This is the issue of a recurring special about the great photographers that shaped the art as we know it today. Click this if you missed Part 1!
Ansel Adams
February 20, 1902 – April 22, 1984
Ansel Adams was born February 20, 1902, in San Francisco, California. As the only child of a family in decline, Adams began exploring nature from a very young age. Due to his hyperactive nature, he was dismissed from a number of private schools, before being educated at home by private tutors at age 12. This proved decisive, as it allowed Adams to fully develop his creative nature outside of the constraints of an organised school system. Originally taking up the piano he proved to be a gifted musician and pursued a career in music at an early age.
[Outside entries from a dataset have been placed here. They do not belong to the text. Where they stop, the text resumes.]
PR #11041, opened 2026-09-10
feat(web): favorite projects in the project selector

MatthewFeroz:
## What Changed

- Added star controls to project rows in the **New thread in…** selector.
- Added a **Favorites** section above the remaining projects and kept jump shortcuts aligned with the visible order.
- Persisted favorites using each member’s physical environment/path key. Grouping changes and per-project overrides preserve favorites; starring a group saves all members, and unstarring removes all of them.
- Added Favorites to the empty-draft project chooser and `Alt+Enter` to toggle the highlighted palette project.
- Kept the selector live while open: favoriting and unfavoriting moves the project immediately without selecting it or opening a thread.

## Why

Large project lists make frequently used workspaces slow to reach. This adds the same lightweight favorite behavior already used by model selection, while keeping the preference client-local and avoiding server, provider, or database changes.

## UI Changes

| Before | After |
| --- | --- |
| Project selector before favorites | Project selector with a Favorites section |

The original interaction was verified in the web client: the star updates the open selector immediately, does not navigate, and persists across a full reload. A video is not applicable because this change does not add or depend on motion, timing, or transitions.

## Verification

- Focused palette and settings tests — 166 tests passed, including split/regroup toggles, successive updates, and current-favorite shortcut ordering
- `vp run --filter @t3tools/contracts typecheck`
- Scoped `vp lint` on all changed files
- `git diff --check`
- Original integrated browser pass covered favorite, unfavorite, immediate regrouping, no navigation, and reload persistence. The latest review fixes passed focused tests and web typechecking; updated browser verification and screenshots remain pending.

Web and desktop share both selectors. Favorites work with local and remote environments and remain client-local. Mobile uses a separate native selector and is unchanged. No provider, wire, server, connection-mode, or database behavior changes.

## Checklist

- [x] Video not applicable; there are no animation or timing changes

Model: GPT-6 (review fixes), GPT-5.6 Sol (original implementation). Harness: Codex.

## Summary by CodeRabbit

* **New Features**
  * Added project favorites to the “New thread in…” command palette.
  * Favorite projects appear in a dedicated section with numbered shortcuts.
  * Added accessible star controls, tooltips, and Alt+Enter support for toggling favorites.
  * Favorite selections persist across sessions and project-grouping changes.
  * The current project remains prioritized while browsing project choices.

* **Bug Fixes**
  * Empty Favorites sections are hidden when no projects are favorited.
  * Rapid favorite toggles now preserve each selection reliably.

### DIFF
--- a/apps/web/src/components/CommandPalette.tsx
+++ b/apps/web/src/components/CommandPalette.tsx
@@ -72,7 +72,7 @@ import { useDesktopLocalBootstraps } from "../connection/useDesktopLocalBootstra
 import { useHandleNewThread } from "../hooks/useHandleNewThread";
 import { useOpenPanelPullRequestUrl } from "../hooks/useOpenPanelPullRequestUrl";
 import { writeTextToClipboard } from "../hooks/useCopyToClipboard";
-import { useClientSettings, useUpdateClientSettings } from "../hooks/useSettings";
+import { persistClientSettingsUpdate, useClientSettings } from "../hooks/useSettings";
 import { useTheme } from "../hooks/useTheme";
 import { readLocalApi } from "../localApi";
 import { desktopLocalBackendId } from "../connection/desktopLocal";
@@ -588,7 +588,6 @@ function OpenCommandPaletteDialog(props: {
   const isActionsOnly = deferredQuery.startsWith(">");
   const [highlightedItemValue, setHighlightedItemValue] = useState<string | null>(null);
   const clientSettings = useClientSettings();
-  const updateClientSettings = useUpdateClientSettings();
   const createProject = useAtomCommand(projectEnvironment.create, {
     reportFailure: false,
   });
@@ -1104,10 +1103,16 @@ function OpenCommandPaletteDialog(props: {
             isFavorite,
             label: isFavorite ? "Remove from favorites" : "Add to favorites",
             toggle: () => {
-              void updateClientSettings({
-                favoriteProjectKeys: isFavorite
-                  ? clientSettings.favoriteProjectKeys.filter((key) => key !== group.projectKey)
-                  : [...clientSettings.favoriteProjectKeys, group.projectKey],
+              void persistClientSettingsUpdate((current) => {
+                const currentIsFavorite = current.favoriteProjectKeys.includes(group.projectKey);
+                return {
+                  ...current,
+                  favoriteProjectKeys: currentIsFavorite
+                    ? current.favoriteProjectKeys.filter((key) => key !== group.projectKey)
+                    : [...current.favoriteProjectKeys, group.projectKey],
+                };
+              }).catch((error) => {
+                console.error("Failed to update project favorite", error);
               });
             },
           };
@@ -1168,12 +1173,18 @@ function OpenCommandPaletteDialog(props: {
       pickerProjects,
       projectEnvironmentLocationById,
       projectGroupByTargetKey,
-      updateClientSettings,
     ],
   );
   const projectThreadGroups = useMemo(
     () => buildProjectSelectorGroups(projectThreadItems),
     [projectThreadItems],
+  );
+  const liveProjectThreadGroups = useMemo(
+    () =>
+      currentView?.projectSelectorPriorityValue
+        ? buildProjectSelectorGroups(projectThreadItems, currentView.projectSelectorPriorityValue)
+        : projectThreadGroups,
+    [currentView?.projectSelectorPriorityValue, projectThreadGroups, projectThreadItems],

In 1916 he first visited Yosemite National Park and it was there that he took his first images using a Kodak Brownie camera. For many years Adams was torn between his hobby of photography and his chosen profession as a musician. Ultimately the lure of Yosemite National Park won him over and he dropped his career in music, to focus on photography.
An avid outdoorsman, Adams would roam the countryside on long hikes through the High Sierra, eventually joining the Sierra Club at age 27. At this point, his love of photography and environmentalism merged and he began documenting the wild parts of North America using a large format camera, arguably the most impractical medium to use when going on a long hike up a mountain. The choice of using a large format camera was down to Adams obsession with capturing nature as accurately as possible and -luckily for us- resulted in some of the most impressive landscape photographs since the dawn of photography.
From the 1930's to 1950's Ansel Adams roamed National Parks, taking countless photographs, which would ultimately be considered some of his most iconic images. These would later prove an invaluable document of Americas last truly wild places and have helped support conservation programs to this day.
In later life Adams focused more on his darkroom work, producing numerous prints and passing his talents in photography on to a large number of students who worked under him. Additionally, he became a fervent petitioner on behalf of the national parks and was able to use the fame he had gathered to influence legislation to the benefit of environmental conservation.
At age 82 Ansel Adams died of heart disease in a hospital in Monterey, California.
Ansel Adams received countless awards and accolades for his pioneering work in photography and environmental conservation. Some of his most notable achievements are receiving the Presidential Medal of Freedom in 1980 (the highest civilian honour in the United States), honorary doctorates from Harvard and Yale and being elected a fellow of the American Academy of Arts and Sciences.
Most notably, his contribution to conservation programs extended beyond his death and has helped preserve countless swaths of wild land in America. As a direct result of his work, Congress created the 200,000 Ansel Adams Wilderness in the Sierra Nevada shortly after his death.
I will leave you with a couple of his iconic photographs and would encourage you to spend a minute or two on each image to fully take in the majesty Ansel Adams has captured for us:
Source The Tetons and Snake River, Grand Teton National Park, WY, 1942
Source Moon and Half Dome, Yosemite National PArk, CA, 1960
Source Canyon de Chelly from White House Overlook, Canyon de Chelly National Monument, Arizona, 1942
Source Mirror Lake, Mount Watkins, Yosemite National Park, 1937
Source Clearing Winter Storm, Yosemite National Park, CA, 1944
Once again, a short post such as this cannot truly do any justice to Ansel Adams life work. As such, I urge you to visit the National Archives and the Ansel Adams website to learn more about this amazing man's work and legacy.
“A true photograph need not be explained, nor can it be contained in words.”